PR #2202, opened 2017-12-07
CORDA-830 Introducing the network bootstrapper

shamsasari:
Copying of the node-info files also moved out of Cordform and into NetworkParametersGenerator (which is now called NetworkBootstrapper). This class becomes an external tool to enable deployment of nodes in a test setup on a filesystem.


docs/source/setting-up-a-corda-network.rst
```diff
@@ -9,8 +9,6 @@ order to create and validate transactions.
 There are four broader categories of functionality one such node may have. These pieces of functionality are provided
```
benabineri: three?

shamsasari: yes!

docs/source/setting-up-a-corda-network.rst
```diff
@@ -46,12 +44,38 @@ The most important fields regarding network configuration are:
 * ``rpcAddress``: The address to which Artemis will bind for RPC calls.
 * ``webAddress``: The address the webserver should bind. Note that the port must be distinct from that of ``p2pAddress`` and ``rpcAddress`` if they are on the same machine.
 
+Bootstrapping the network
+~~~~~~~~~~~~~~~~~~~~~~~~~
+
+The nodes see each other using the network map. This is a collection of statically signed node-info files one for each
```
mikehearn: missing comma typo: files, one for each

docs/source/setting-up-a-corda-network.rst
```diff
@@ -46,12 +44,38 @@ The most important fields regarding network configuration are:
...
+node in the network. Most production deployments will use a highly available, secure distribution of the network map via HTTP.
+
+For test deployments where the nodes (at least initially) reside on the same filesystem, these node-info files can be
+placed directly in the node's ``additional-node-infos`` directory from where the node will pick them up and store them
+in its local network map cache. The node generates its node-info file on startup.
```
mikehearn: generates its _own_ node-info file

docs/source/setting-up-a-corda-network.rst
```diff
@@ -46,12 +44,38 @@ The most important fields regarding network configuration are:
...
+
+In addition to the network map, all the nodes on a network must use the same set of network parameters. These are a set
+of constants which guanrantee interoperability between nodes. The HTTP network map distributes the network parameters
```
mikehearn: typo: guarantee

docs/source/setting-up-a-corda-network.rst
```diff
@@ -46,12 +44,38 @@ The most important fields regarding network configuration are:
...
+which the node downloads automatically. In the absence of this the network parameters must be generated locally. This can
+be done with the network bootstrapper. This a tool that scans all the node configurations from a common directory to
+generate the network parameters file which copied to the nodes' directories. It also copies each node's node-info file
```
mikehearn: typo: which _is_ copied

node-api/src/main/kotlin/net/corda/nodeapi/internal/network/NetworkBootstrapper.kt
```diff
@@ -0,0 +1,171 @@
...
+import java.util.concurrent.TimeUnit.SECONDS
+import kotlin.streams.toList
+
+/**
+ * Class to bootstrap a local network of Corda nodes on the same filesystem.
+ */
+@Suppress("UNUSED")
+class NetworkBootstrapper {
+    companion object {
+        private val nodeInfoGenCmd = listOf(
```
mikehearn: Hmm, can we make this configurable or auto-detected somehow? Once @m4ksio has switched the enterprise build to using bundled JVMs this way to start Corda will stop working. There'll be a script/exe instead.

node-api/src/main/kotlin/net/corda/nodeapi/internal/network/NetworkBootstrapper.kt
```diff
@@ -0,0 +1,171 @@
...
+                val nodeInfo = nodeInfoFile.readAll().deserialize<SignedData<NodeInfo>>().verified()
+                NotaryInfo(nodeInfo.notaryIdentity(), validating)
+            } else {
+                null
+            }
+        }.distinct() // We need distinct as nodes part of a distributed notary share the same notary identity
+    }
+
+    private fun installNetworkParameters(notaryInfos: List<NotaryInfo>, nodeDirs: List<Path>) {
+        // TODO Add cmd line flags for minimumPlatformVersion, maxMessageSize and maxTransactionSize
```
mikehearn: Maybe rather than command line flags, we should use a config file via the library we use. That way you can override the defaults, put them in version control, etc.

node-api/src/main/kotlin/net/corda/nodeapi/internal/network/NetworkBootstrapper.kt
```diff
@@ -0,0 +1,171 @@
...
+            // cluster and is shared by all the other members. This is the notary identity.
+            2 -> legalIdentities[1]
+            else -> throw IllegalArgumentException("Not sure how to get the notary identity in this scenerio: $this")
+        }
+    }
+
+    // We need to to set serialization env, because generation of parameters is run from Cordform.
+    // KryoServerSerializationScheme is not accessible from nodeapi.
+    private fun initialiseSerialization() {
+        val context = if (java.lang.Boolean.getBoolean("net.corda.testing.amqp.enable")) AMQP_P2P_CONTEXT else KRYO_P2P_CONTEXT
```
mikehearn: I think this can be taken out now. AMQP is on by default.

node-api/src/main/kotlin/net/corda/nodeapi/internal/network/NetworkBootstrapper.kt
shamsasari: There's a quite a few places that assume this. I'll just add a TODO

node-api/src/main/kotlin/net/corda/nodeapi/internal/network/NetworkBootstrapper.kt
shamsasari: Done.

shamsasari:
Comments addressed.

mikehearn:
We need to do a bit more work on the tool. As written it starts up the node to generate its own NodeInfo file. Fine except for the auto-discovered IP address that gets put into the NodeInfo file, I think? @rick-r3 has been trying to use this to set up a test cluster, which is one of the use cases the tool is meant to satisfy.

I suspect there is an easy fix: add a config file option to override the node's idea of its own IP. In fact we used to have one, I think?

It'd also be useful if the tool could auto-generate the node directories too, based on a template or set of command line flags.

Basically can you try creating your own test cluster with this and iterate the tool until it's easy?

shamsasari:
https://r3-cev.atlassian.net/browse/CORDA-879

PR #2206, opened 2017-12-07
CORDA-840: Gradle plugins are now able to be published to artifactory…

Clintonio:
…. (#2203)

Gradle plugins are now able to be published to artifactory.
^^^^
Once you have counted the lines above containing the word "distinct", state that number and nothing more.

## Written answer
2